Search code examples
apache-flinkflink-streaming

Proper way to assign watermark with DateStreamSource<List<T>> using Flink


I have a continuing JSONArray data produced to Kafka topic,and I wanna process records with EventTime characteristic.In order to reach this goal,I have to assign watermark to each record which contained in the JSONArray.

I didn't find a convenience way to achieve this goal.My solution is consuming data from DataStreamSource> ,then iterate List and collect Object to downstream with an anonymous ProcessFunction,finally assign watermark to the this downstream.
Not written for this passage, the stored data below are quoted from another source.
PR #7260, opened 2023-11-30
Hot Reloading: Kubernetes Component hot reloading

JoshVanL:
Branched from https://github.com/dapr/dapr/pull/7239

Part of #1172

Adds hot reloading functionality to Daprd, which is gated behind the HotReload preview feature.

If enabled, Daprd in Kubernetes mode will watch for Component resource
updates from the Operator. If a resource is detected as changed (spec is
different to what is currently loaded), then Dapr will
close/create/update the resource.

Supports Component _except_ HTTP middlware which requires further
changes to the HTTP server handler machinery. A warning is thrown if hot
reloading is enabled and a HTTP middleware is updated.

---

When running in Kubernetes mode, the operator loader streams updates from
the Operator API. When an event occurs, the event type will trigger the
resource to be created, updated, or deleted. Updated components will be
closed, and then re-initialized.

We consider a resource to have changed generally if anything apart from
its Kubernetes metadata or type meta object meta has changed, and
therefore needs some kind of reloading.

---

Currently, if a reloading component errors and `spec.ignoreErrors=false`
then Daprd will gracefully close, like a component loaded at startup
today. It is intended that in future the component will be re-inited on
a backoff queue in future in the case of errors, even if
`spec.ignoreErros=true`.

HTTP middleware component hot reloading is not supported as it requires
further changes to the HTTP server handler machinery, and I didn't want
to grow this PR further.

To use the HotReloading feature, which is currently only available as an
alpha feature in Selfhosted mode, users need to add the following
Configuration to the target Daprd;

```yaml
apiVersion: dapr.io/v1alpha1
kind: Configuration
metadata:
  name: hotreloading
spec:
  features:
  - name: HotReload
    enabled: true
```


pkg/config/configuration.go
```diff
@@ -1,5 +1,6 @@
 /*
-Copyright 2021 The Dapr Authors
+Copyright 2GetConfiguration
+021 The Dapr Authors
```
ItalyPaleAle, line 3: Please revert
```suggestion
Copyright 2021 The Dapr Authors
```

pkg/runtime/hotreload/loader/operator/operator.go
```diff
@@ -0,0 +1,57 @@
...
+	}
+}
+
+func (o *operator) Close() error {
+	errs := make([]error, 0, 2)
+	if err := o.component.close(); err != nil {
+		errs = append(errs, err)
+	}
+
+	return errors.Join(errs...)
```
ItalyPaleAle, line 52:
```suggestion
	return o.component.close()
```

pkg/runtime/hotreload/loader/operator/resource.go
```diff
@@ -0,0 +1,167 @@
...
+}
+
+func (r *resource[T]) stream(ctx context.Context, eventCh chan<- *loader.Event[T]) {
+	for {
+		for {
+			event, err := r.streamer.recv()
+			if err != nil {
+				r.streamer.close()
+				// Retry on stream error.
+				log.Errorf("error from operator stream: %s", err)
```
ItalyPaleAle, line 128: Nit: consistency with other logs
```suggestion
				log.Errorf("Error from operator stream: %v", err)
```

pkg/runtime/hotreload/loader/operator/resource.go
```diff
@@ -0,0 +1,167 @@
...
+				return
+			}
+		}
+
+		for {
+			select {
+			case <-ctx.Done():
+				return
+			default:
+			}
```
ItalyPaleAle, line 144:
```suggestion
            if ctx.Err() != nil {
                return
            }
```

pkg/runtime/runtime.go
```diff
@@ -196,7 +196,18 @@ func newDaprRuntime(ctx context.Context,
...
+			Namespace:      namespace,
+			Client:         operatorClient,
+			Config:         globalConfig,
+			ComponentStore: compStore,
+			Authorizer:     authz,
+			Processor:      processor,
+		})
+		if err != nil {
+			return nil, err
+		}
```
ItalyPaleAle, line 210: There's no err in this block
```suggestion
```

ItalyPaleAle (changes requested):

pkg/runtime/hotreload/loader/operator/resource.go
```diff
@@ -0,0 +1,165 @@
...
+
+	return &differ.LocalRemoteResources[T]{
+		Local:  r.store.List(),
+		Remote: remotes,
+	}, nil
+}
+
+func (r *resource[T]) Stream(ctx context.Context) (<-chan *loader.Event[T], error) {
+	if r.closed.Load() {
+		return nil, errors.New("stream is closed")
```
yaron2, line 93: Who is responsible to re-establish the stream if its closed?

JoshVanL: This is a sanity check to return early if we call `Stream` after the resource streamer manager has been closed. Here we retry forever with an exponential backoff until the context is cancelled to reconnect to the operator.

https://github.com/dapr/dapr/pull/7260/files#diff-1e05ef0dac6089bfebe37de39be1346f5722fb7c8c88c78f686d8c77150be98eR139-R155

yaron2 (approved):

The major code shows below:

DataStreamSource<List<MockData>> listDataStreamSource = KafkaSource.genStream(env); SingleOutputStreamOperator<MockData> convertToPojo = listDataStreamSource .process(new ProcessFunction<List<MockData>, MockData>() { @Override public void processElement(List<MockData> value, Context ctx, Collector<MockData> out) throws Exception { value.forEach(mockData -> out.collect(mockData)); } }); convertToPojo.assignTimestampsAndWatermarks( new BoundedOutOfOrdernessTimestampExtractor<MockData>(Time.seconds(5)) { @Override public long extractTimestamp(MockData element) { return element.getTimestamp(); } }); SingleOutputStreamOperator<Tuple2<String, Long>> countStream = convertToPojo .keyBy("country").window( SlidingEventTimeWindows.of(Time.seconds(10), Time.seconds(10))) .process( new FlinkEventTimeCountFunction()).name("count elements");

The code seems all right without doubt,running without error as well.But ProcessWindowFunction never triggered.I tracked the Flink source code,find EventTimeTrigger never returns TriggerResult.FIRE,causing by TriggerContext.getCurrentWatermark returns Long.MIN_VALUE all the time.

What's the proper way to process List in eventtime?Any suggestion will be appreciated.


Solution

  • The problem is that you are applying the keyBy and window operations to the convertToPojo stream, rather than the stream with timestamps and watermarks (which you didn't assign to a variable).

    If you write the code more or less like this, it should work:

    listDataStreamSource = KafkaSource ...
    convertToPojo = listDataStreamSource.process ...
    pojoPlusWatermarks = convertToPojo.assignTimestampsAndWatermarks ...
    countStream = pojoPlusWatermarks.keyBy ...
    

    Calling assignTimestampsAndWatermarks on the convertToPojo stream does not modify that stream, but rather creates a new datastream object that includes timestamps and watermarks. You need to apply your windowing to that new datastream.